Temple University departments and student organizations highlighted the possibilities of a variety of green industry professions. Division of Architecture and Environmental Design exhibitors included the Department of Landscape Architecture and Horticulture, Temple Planning Student Organization, Landscape Architecture and Horticulture Association, Department of Planning and Community Development, Temple University Ambler Aquaponics, Pi Alpha Xi, Society for Ecological Restoration, Food Forest Club and the Department of Architecture.

Participating Temple departments and organizations also included the Office of Sustainability, Temple Athletics, Temple University Municipal Police Academy, the Center for Obesity Research and Education, Temple University Computer Recycling Center, Temple University Summer Programs, Temple Community Garden, Temple University Infant and Child Laboratory and Aramark at Temple University.

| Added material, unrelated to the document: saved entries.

PR #14645, opened 2023-09-02
Remove last uneeded `StoppableThreadBottle` server in tests

### LINKED ISSUE #13448: Improve test that use StoppableThreadBottle
There are some tests that use StoppableThreadBottle that could use with some common abstraction such as a TestFileServer

AbrilRBS:
Changelog: Omit
Docs: Omit

Found the linked issue while searching for cool 2.X goals and saw this. Went looking into the code and to my suprise, only 1 uneeded usage remained! 

With this, only 3 usages of `StoppableThreadBottle` remain, which are in the backup sources tests as part of http errors, so it's harder to substitute them.

Closes https://github.com/conan-io/conan/issues/13448

### DIFF
--- a/conans/test/functional/command/config_install_test.py
+++ b/conans/test/functional/command/config_install_test.py
@@ -12,10 +12,10 @@ from conans.client.conf.config_installer import _hide_password
 from conans.client.downloaders.file_downloader import FileDownloader
 from conans.paths import DEFAULT_CONAN_HOME
 from conans.test.assets.genconanfile import GenConanfile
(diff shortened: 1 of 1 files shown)


memsharded (commented):
This test is not easy to remove, because the ``conan config install`` doesn't inject the server in the same way, if I recall correctly.

memsharded:
> With this, only 3 usages of StoppableThreadBottle remain, which are in the backup sources tests as part of http errors, so it's harder to substitute them.

We might try to extend the server with more endpoints with errors if that help to replace these tests

PR #537, opened 2017-10-23
Move BuildConfig from package:dazel

natebosch:
This is mostly a copy of the code from `dazel` with a few modifications:

- Shuffle `pubspec.dart` under the same src diretory as the other files
  rather than `bazelify`
- Rename `DartLibrary` as `BuildTarget` and don't implement any parent
  interface.
- Rename `DartBuilderBinary` as `BuilderDefinition` and don't implement
  any parent interface
- Fix some strong mode errors by adding explicit casts.

### DIFF
--- a/build_config/lib/src/build_config.dart
+++ b/build_config/lib/src/build_config.dart
@@ -13,9 +13,14 @@ import 'pubspec.dart';
 /// The parsed values from a `build.yaml` file.
 class BuildConfig {
   /// Supported values for the `platforms` attribute.
-  static const _allPlatforms = const [_vmPlatform, _webPlatform];
+  static const _allPlatforms = const [
+    _vmPlatform,
+    _webPlatform,
+    _flutterPlatform,
+  ];
   static const _vmPlatform = 'vm';
   static const _webPlatform = 'web';
+  static const _flutterPlatform = 'flutter';
 
   static const _targetOptions = const [
     _builders,
@@ -74,14 +79,14 @@ class BuildConfig {
   /// The default config if you have no `build.yaml` file.
   BuildConfig.useDefault(Pubspec pubspec,
       {bool includeWebSources: false,
-      bool enableDdc: true,
+      List<String> platforms: const [],
       Iterable<String> excludeSources: const []})
       : packageName = pubspec.pubPackageName {
     var sources = ["lib/**"];
     if (includeWebSources) sources.add("web/**");
     dartLibraries[packageName] = new BuildTarget(
         dependencies: pubspec.dependencies,
-        enableDdc: enableDdc,
+        platforms: platforms,
         isDefault: true,
         name: packageName,
         package: pubspec.pubPackageName,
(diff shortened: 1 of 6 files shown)


build_config/lib/src/build_config.dart
```diff
@@ -0,0 +1,344 @@
...
+    }
+  }
+
+  final String packageName;
+
+  /// All the `builders` defined in a `build.yaml` file.
+  final dartBuilderBinaries = <String, BuilderDefinition>{};
+
+  /// All the `targets` defined in a `build.yaml` file.
+  final dartLibraries = <String, BuildTarget>{};
```
jakemac53: I wonder if we actually still want this?

build_config/lib/src/build_config.dart
```diff
@@ -0,0 +1,344 @@
...
+
+import 'package:path/path.dart' as p;
+import 'package:yaml/yaml.dart';
+
+import 'pubspec.dart';
+
+/// The parsed values from a `build.yaml` file.
+class BuildConfig {
+  /// Supported values for the `platforms` attribute.
+  static const _allPlatforms = const [_vmPlatform, _webPlatform];
```
jakemac53: Note that in bazel we now support 'flutter' as a platform as well I think

build_config/lib/src/pubspec.dart
```diff
@@ -0,0 +1,47 @@
+// Copyright (c) 2017, the Dart project authors.  Please see the AUTHORS file
```
jakemac53: Should we consider publishing this as a separate package?

build_config/lib/src/build_config.dart
natebosch: We probably don't need it for `build_runner` but I think we still need it for `dazel` and my plan was to eventually rip out the implementation from there and wire this one in.

I should rename these though...

build_config/lib/src/build_config.dart
matanlurey: @grouma for FYI.

grouma: How should we keep this in sync with: https://github.com/dart-lang/rules_dart/blob/6bc0a5777089ec61bace0b3576b82c1edc0692e7/dart/build_rules/common/constants.bzl?

natebosch: We end up with tight version constraints between `dazel` and `rules_dart`. We'll have to keep the version of `build_config` in mind as well. We don't have a good story around preventing breakage because of things like this other than frequent testing.

build_config/lib/src/pubspec.dart
jakemac53: I have seen several community members ask for a package like this, but at the same time I don't know that we really want to support it.

natebosch: I think I'd be happy to switch this package over to use something we publish later - I don't think I want to try to use this as the starting point for a new package though.

jakemac53: sgtm

Issue #543, opened 2017-10-24
Add `beforeExit` callback to `Resource` api


jakemac53:
The `build_compilers` package needs this to finish cleaning up its scratch space.

This should be invoked when the final build is done, right before the process exits. It should get called after the final call to `dispose`.

PR #545, opened 2017-10-24
add beforeExit callback to Resource api

jakemac53:
Fixes https://github.com/dart-lang/build/issues/543

I am not super happy with the fact that each implementation has to worry about this.... but I don't see a way around it :(.

### DIFF
--- a/build/lib/src/resource/resource.dart
+++ b/build/lib/src/resource/resource.dart
@@ -6,6 +6,7 @@ import 'dart:async';
 
 typedef FutureOr<T> CreateInstance<T>();
 typedef FutureOr DisposeInstance<T>(T instance);
+typedef FutureOr BeforeExit();
 
 /// A [Resource] encapsulates the logic for creating and disposing of some
 /// expensive object which has a lifecycle.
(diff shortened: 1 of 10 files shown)


build/lib/src/resource/resource.dart
```diff
@@ -23,10 +24,16 @@ class Resource<T> {
   /// disposed.
   final DisposeInstance<T> _userDispose;
 
+  /// Optional method which is called before the process is going to exit. This
```
natebosch: [nit] blank line following first sentence. Similar in other doc comments.

build/lib/src/resource/resource.dart
```diff
@@ -53,8 +60,16 @@ class Resource<T> {
 class ResourceManager {
   final _resources = new Set<Resource>();
 
+  /// The [Resource]s that we need to call `beforeExit` on. We have to hang on
+  /// to these forever, but they should be small in number, and we don't hold
+  /// on to the instances.
```
natebosch: "we don't hold on to the instances" - this isn't clear to me, could you rephrase to make it more clear we mean the instances of the created resource, not the `Resource` instance?

build/lib/src/resource/resource.dart
jakemac53: done

build/lib/src/resource/resource.dart
jakemac53: done

Issue #536, opened 2017-10-20
Invalidate assets if the package location changes


jakemac53:
Because we are just using timestamps it is possible to change a dependency and not have the build system notice, because the timestamp of the files in the new location (generally in the pubcache) is older than the old location.

We should just encode in the asset graph (or a different file next to the asset graph) the resolved locations of all packages, and invalidate assets accordingly.

Alternatively we could just invalidate the whole build any time the `.packages` file changes but that would be a bit drastic most likely.

jakemac53:
I am going to fix this instead by changing our asset invalidation over to use content hash based invalidation, which is generally much safer and will unblock other things as well.

Issue #412, opened 2017-09-12
Add caching headers from the AssetHandler


natebosch:
After moving away from the static resource handler we lost caching. If we start using hashes or similar for AssetGraph invalidation we should easily be able to reuse it for etag based client side caching.

matanlurey:
And I imagine we could test this by firing XHRs at the handler and asserting caches?

Issue #371, opened 2017-08-17
Invalidate outputs based on better than timestamp


natebosch:
Today a changed file can cascade to any output which may end up rebuilding way more than is optimal. If we track some type of content hash we can get away with pruning the build graph more eagerly.

jakemac53:
This will also help for correctness, so I am going to go ahead and tackle it.

See https://github.com/dart-lang/build/issues/536 for an example.

jakemac53:
Actually I am only going to tackle invalidating _inputs_, not also invaliding outputs based on whether files actually changed (at least right now).

PR #547, opened 2017-10-26
Use content hashes to invalidate assets instead of last modified timestamps

jakemac53:
All `AssetNode`s now have a `Digest` field (from package:crypto). These are computed eagerly, and must be available for any node which has a corresponding asset that exists. It is also serialized as a part of the asset graph (base64 encoded for json compatibility for now).

There is now an additional interface `DigestAssetReader` which adds the `Future<Digest> digest(id)` method to a normal asset reader, and the `RunnerAssetReader` interface now requires that interface to be implemented.

`AssetGraph.build` is now a static method which returns a `Future<AssetGraph>`, and requires a `DigestAssetReader`. It eagerly reads in digests for all source assets.

MD5 is the current hash function used, because collisions are not a concern in this case (we don't use the hashes for lookups, only to compare new/old values for a single file). Bazel also uses md5 today, as well as the analyzer for summaries, so this is also consistent with those (although they may change it is still kind of nice). It is also significantly faster than sha1 in practice.

This does complicate some of the tests a bit unfortunately (search this pr for `computeHash` in tests....), but its a necessary evil imo. I don't see a way to simplify it significantly.

I didn't yet completely remove the `lastModified` method, it is still used when checking if a build script itself has been updated. I wanted to keep the scope of this as small as I could, so I will follow up with a different pull request to update that as well, and remove `lastModified` entirely.

Partially fixes https://github.com/dart-lang/build/issues/536
Unblocks https://github.com/dart-lang/build/issues/371 and https://github.com/dart-lang/build/issues/412


jakemac53:
@natebosch after thinking a bit more on this I think it might make sense to change this field on `AssetNode` to be a `Future<Digest>`, and compute it lazily for at least some assets (specifically for assets that have no outputs).

The main reasoning be that you might be serving large assets like images, and we likely don't want to be hashing those on startup.

natebosch:
I'm very in favor of setting the interface to `Future` to allow laziness

build_runner/lib/src/asset/reader.dart
```diff
@@ -2,18 +2,34 @@ import 'dart:async';
...
 import 'package:build/build.dart';
+import 'package:crypto/crypto.dart';
 import 'package:glob/glob.dart';
 import '../asset_graph/graph.dart';
 import '../asset_graph/node.dart';
 
 typedef Future RunPhaseForInput(int phaseNumber, AssetId primaryInput);
 
+abstract class DigestAssetReader implements AssetReader {
+  /// Asynchronously compute the digest for [id].
```
natebosch: should we document expected behavior of this call if the Asset does not exist?

jakemac53:
> Should we have any new tests for this?

I will at least add some unit tests for the MD5DigestReader, but for the most part we don't need any additional tests I don't think (already updated the asset graph tests, and the e2e tests aren't affected).

natebosch:
> but for the most part we don't need any additional tests I don't think

Do we have a test for the case in #536 ?

jakemac53:
Also just fyi in terms of numbers, for angular_components_example:

- Creating a new asset graph takes ~1 second, doesn't noticeably affect the first build time
- Updating asset graph on incremental startup takes ~750ms
- Ram usage isn't noticeably affected

So, actually surprisingly little negative affect for angular_components_example. As mentioned earlier I could imagine a case where this would try to compute hashes of very large files which would not be good, but we can address that by making the hash be computed lazily for nodes with no output.

jakemac53:
> Do we have a test for the case in #536 ?

Don't think so (otherwise it would be failing), I can add something.

jakemac53:
@natebosch just fyi after playing around with a few options I don't think I want to go the `Future<Digest>` route, because that means every `AssetNode` needs a reference to a `DigestReader`.

Instead I changed the field from `digest` to `lastKnownDigest`, and changed the docs to say it may be null if the node has no outputs. As indicated this field will now only eagerly be computed for nodes that actually have outputs. It will be lazily computed and assigned if the asset is read by any build step as well (to ensure its consistent with the state in which it was last read).

natebosch:
SGTM

jakemac53:
Actually - this doesn't fully fix https://github.com/dart-lang/build/issues/536 because the last modified logic is still used for build script update detection.

Given that I don't think its worth adding that test as a part of this PR (any reasonable one would have to be skipped anyways).

build_runner/lib/src/asset/cache.dart
```diff
@@ -36,6 +38,9 @@ class CachingAssetReader implements AssetReader {
       _canReadCache.putIfAbsent(id, () => _delegate.canRead(id));
 
   @override
+  Future<Digest> digest(id) => _delegate.digest(id);
```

The Ambler Arboretum of Temple University also hosted about 110 students on special tours of the campus gardens exploring the theme “Not All Bugs are Bad.” The 2018 tours were designed around the seventh grade curriculum standards in Pennsylvania. Arboretum Director Kathleen Salisbury said she hopes to expand the tours for additional grades at EarthFest 2019.

“I think one of the most exciting things about EarthFest is that while our mission remains the same — promote environmental awareness and ways to sustain our communities, every year is a little different,” Spinella-Sacks said. “Sixteen EarthFest celebrations and we’ll soon start working on the 17th — this is a tremendous achievement. EarthFest has become an essential part of sharing what Temple University Ambler does best — promoting environmental stewardship in our communities.”

EarthFest 2018 sponsors included Air Quality Partnership - Delaware Valley Regional Planning Commission, Green Mountain Energy, Janet and Lew Klein, PECO Energy, American Planning Association, Pennsylvania Chapter, Schiel Family Foundation, Temple University Ambler, Township of Upper Dublin, Gold Medal Environmental and support from the University community.

According to Spinella-Sacks, EarthFest will continue to expand in 2018 and beyond, partnering with Temple And outside organizations for a variety of environmental interests.

“The need to share ideas about sustainability and protecting and preserving the environment with a wide audience is critical, now more than ever,” she said. “Temple Ambler EarthFest will be hosting a variety of events, in addition to our main event each April, in partnership with the Ambler Arboretum and other partners designed to get people really thinking about the world around us.”